Среди руин должна работа обновиться,
Едва забрезжит утро,
В цистернах красотой заплещется вода,
На гладкий камень, зарябив, прольётся,
А дальше - в шлюз, в озёра, навсегда,
И поколением младым трубопровод сработан;
Цемент под солнцем стынет, дымом пахнет,
Пеньковыми канатами,
Сосновою смолой и конским потом,
Людьми, растоптанною мятой.
Под светом солнца одинокий
Бредёт тот человек в молчаньи, между валунов;
А город возродится, костьми его и плотью, - вновь.
Черновик: 11 августа 2019 года
SHEEP IN THE RUINS
Archibald MacLeish
(for Learned and Augustus Hand)
You, my friends, and you strangers, all of you,
Stand with me a little by the walls
Or where the walls once were.
The bridge was here, the city further:
Now there is neither bridge nor town—
A doorway where the roof is down
Opens on a foot-worn stair
That climbs by three steps into empty air.
(What foot went there?)
Nothing in this town that had a thousand steeples
Lives now but these flocks of sheep
Grazing the yellow grasses where the bricks lie dead beneath:
Dogs drive them with their brutal teeth.
Can none but sheep live where the walls go under?
Is man’s day over and the sheep’s begun?
And shall we sit here like the mourners on a dunghill
Shrilling with melodious tongue—
Disfiguring our faces with the nails of our despair?
(What dust is this we sift upon our hair?)

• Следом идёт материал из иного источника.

PR #111, opened 2022-01-29
test: tests for create customer form

mapehe:
Introduce some basic tests that every form should pass and implement these for `CreateCustomerForm`:

* A form with only the required fields set is submitted correctly to the expected URL.
* A form with all fields set is submitted correctly to the expected URL.
* The method `afterSubmit` that [all forms have](https://github.com/three-consulting/epoc-frontend/blob/main/lib/types/forms.ts#L4) is invoked after submission as expected.
* The method `onCancel` that [all forms have](https://github.com/three-consulting/epoc-frontend/blob/main/lib/types/forms.ts#L5) is invoked on cancel as expected.

### DIFF
--- a/.github/workflows/housekeeping.yml
+++ b/.github/workflows/housekeeping.yml
@@ -26,3 +26,4 @@ jobs:
                   yarn run type-check
                   yarn prettier --check .
                   yarn eslint .
+                  yarn test
--- a/__tests__/component/form/CreateCustomerForm.test.tsx
+++ b/__tests__/component/form/CreateCustomerForm.test.tsx
@@ -1,0 +1,75 @@
+import React from 'react';
+import { render, screen, fireEvent, waitFor } from '@testing-library/react';
+import '@testing-library/jest-dom';
+import { CreateCustomerForm } from '@/components/form/CustomerForm';
+import sinon, { spy } from 'sinon';
+import { Customer } from '@/lib/types/apiTypes';
+import { ApiUpdateResponse } from '@/lib/types/hooks';
+
+const customerEndpointURL = `${process.env.NEXT_PUBLIC_API_URL}/customer`;
+const bodySpy = sinon.spy((body) => body);
+const pathSpy = sinon.spy((path) => path);
+
+jest.mock('@/lib/utils/fetch', () => ({
+    post: async (path: string, body: object): Promise<ApiUpdateResponse<Customer>> => pathSpy(path) && bodySpy(body),
+}));
+
+const testCustomerRequiredFields: Customer = { name: 'Name' };
+const testCustomerAllFields: Customer = { name: 'anotherName', description: 'description' };
+
+afterEach(() => {
+    bodySpy.resetHistory();
+    pathSpy.resetHistory();
+});
+
+const fillAndSubmitForm = async (customer: Customer) => {
+    const nameInput = screen.getByTestId('form-field-name');
+    customer.name && fireEvent.change(nameInput, { target: { value: customer.name } });
+
+    const descriptionInput = screen.getByTestId('form-field-description');
+    customer.description && fireEvent.change(descriptionInput, { target: { value: customer.description } });
+
+    const submitButton = screen.getByTestId('form-button-submit');
+    await waitFor(() => fireEvent.click(submitButton));
+};
+
+test('a customer with the required fields only can be submitted', async () => {
+    render(<CreateCustomerForm />);
+    await fillAndSubmitForm(testCustomerRequiredFields);
+
+    await waitFor(() => expect(bodySpy.callCount).toEqual(1));
+    expect(pathSpy.getCalls()[0].args[0]).toStrictEqual(customerEndpointURL);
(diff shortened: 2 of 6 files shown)


mapehe:
Closes #92

__test__/component/form/CreateCustomerForm.test.tsx
```diff
@@ -0,0 +1,82 @@
...
+afterEach(() => {
+    bodySpy.resetHistory();
+    pathSpy.resetHistory();
+});
+
+test('a customer with the required fields only can be submitted', async () => {
+    render(<CreateCustomerForm />);
+
+    const nameInput = screen.getByTestId('form-field-name');
+    fireEvent.change(nameInput, { target: { value: testCustomerRequiredFields.name } });
```
mapehe, line 29: Find name field by the data-testid attribute, that is set here:

https://github.com/three-consulting/epoc-frontend/blob/390347c6e069404141393b21ffca3792e1ce518c/components/form/CustomerForm.tsx#L43-L52

Then set that to the value `testCustomerRequiredFields.name`.

__test__/component/form/CreateCustomerForm.test.tsx
```diff
@@ -0,0 +1,82 @@
...
+
+    const submitButton = screen.getByTestId('form-button-submit');
+    await waitFor(() => fireEvent.click(submitButton));
```
mapehe, line 32: Find submit button by `data-testid` attribute and click it.

__test__/component/form/CreateCustomerForm.test.tsx
```diff
@@ -0,0 +1,82 @@
...
+
+    await waitFor(() => expect(bodySpy.callCount).toEqual(1));
+    expect(pathSpy.getCalls()[0].args[0]).toStrictEqual(customerEndpointURL);
+    expect(bodySpy.getCalls()[0].args[0]).toStrictEqual(testCustomerRequiredFields);
```
mapehe, line 36: Make sure that the mock-function defined here has been called:

https://github.com/three-consulting/epoc-frontend/blob/390347c6e069404141393b21ffca3792e1ce518c/__test__/component/form/CreateCustomerForm.test.tsx#L13-L15

__test__/component/form/CreateCustomerForm.test.tsx
```diff
@@ -0,0 +1,82 @@
...
+import sinon, { spy } from 'sinon';
+import { Customer } from '@/lib/types/apiTypes';
+import { ApiUpdateResponse } from '@/lib/types/hooks';
+
+const customerEndpointURL = `${process.env.NEXT_PUBLIC_API_URL}/customer`;
+const bodySpy = sinon.spy((body) => body);
+const pathSpy = sinon.spy((path) => path);
+
+jest.mock('@/lib/utils/fetch', () => ({
+    post: async (path: string, body: object): Promise<ApiUpdateResponse<Customer>> => pathSpy(path) && bodySpy(body),
```
mapehe, line 14: Here we *mock*  the function `post` defined in `@/lib/utils/fetch`. What it means is that when anything attempts to call `post` from `@/lib/utils/fetch`, it calls this instead.

So what happens in this hook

Because a world is taken from us as the camels from the man of Uz
Shall we sit weeping for the world that was
And curse God and so perish?
Shall monuments be grass and sheep inherit them?
Shall dogs rule in the rubble of the arches?
Consider, Oh consider what we are!
Consider what it is to be a man—
He who makes his journey by the glimmer of a candle;
Who discovers in his mouth, between his teeth, a word;
Whose heart can bear the silence of the stars— that burden;
Who comes upon his meaning in the blindness of a stone—
A girl’s shoulder, perfectly harmonious!
Even the talk of it would take us days together.
Marvels men have made, Oh marvels!—and our breath
Brief as it is: our death waiting—
Marvels upon marvels! Works of state—
The imagination of the shape of order!
Works of beauty—the cedar door
Perfectly fitted to the sill of basalt!
Works of grace—
The ceremony at the entering of houses,
At the entering of lives: the bride among the torches in the shrill carouse!
Works of soul—
Pilgrimages through the desert to the sacred boulder:
Through the mid night to the stroke of one!
Works of grace! Works of wonder!
All this have we done and more—
And seen—what have we not seen?—
A man beneath the sunlight in his meaning:
A man, one man, a man alone.
In the sinks of the earth that wanderer has gone down.
The shadow of his mind is on the mountains.
The word he has said is kept in the place beyond
As the seed is kept and the earth ponders it.
Stones—even the stones remember him:
Even the leaves—his image is in them.
And now because the city is a ruin in the waste of air
We sit here and despair!
Because the sheep graze in the dying grove
Our day is over!
We must end
Because the talk around the table in the dusk has ended,
Because the fingers of the goddesses are found
Like marble pebbles in the gravelly ground
And nothing answers but the jackal in the desert,—
Because the cloud proposes, the wind says!
Because the sheep are pastured where the staring statues lie
We sit upon the sand in silence
Watching the sun go and the shadows change!
Listen, my friends, and you, all of you, strangers,
Listen, the work of man, the work of splendor
Never has been ended or will end.
Even where the sheep defile the ruined stair
And dogs are masters—even there
One man’s finger in the dust shall trace the circle.
Even among the ruins shall begin the work,
Large in the level morning of the light
And beautiful with cisterns where the water whitens,
Rippling upon the lip of stone, and spills
By cedar sluices into pools, and the young builders
String their plumb lines, and the well-laid course
Blanches its mortar in the sun, and all the morning
Smells of wood-smoke, rope-tar, horse-sweat, pitch-pine,
Men and the trampled mint leaves in the ditch.
One man in the sun alone
Walks between the silence and the stone:
The city rises from his flesh, his bone.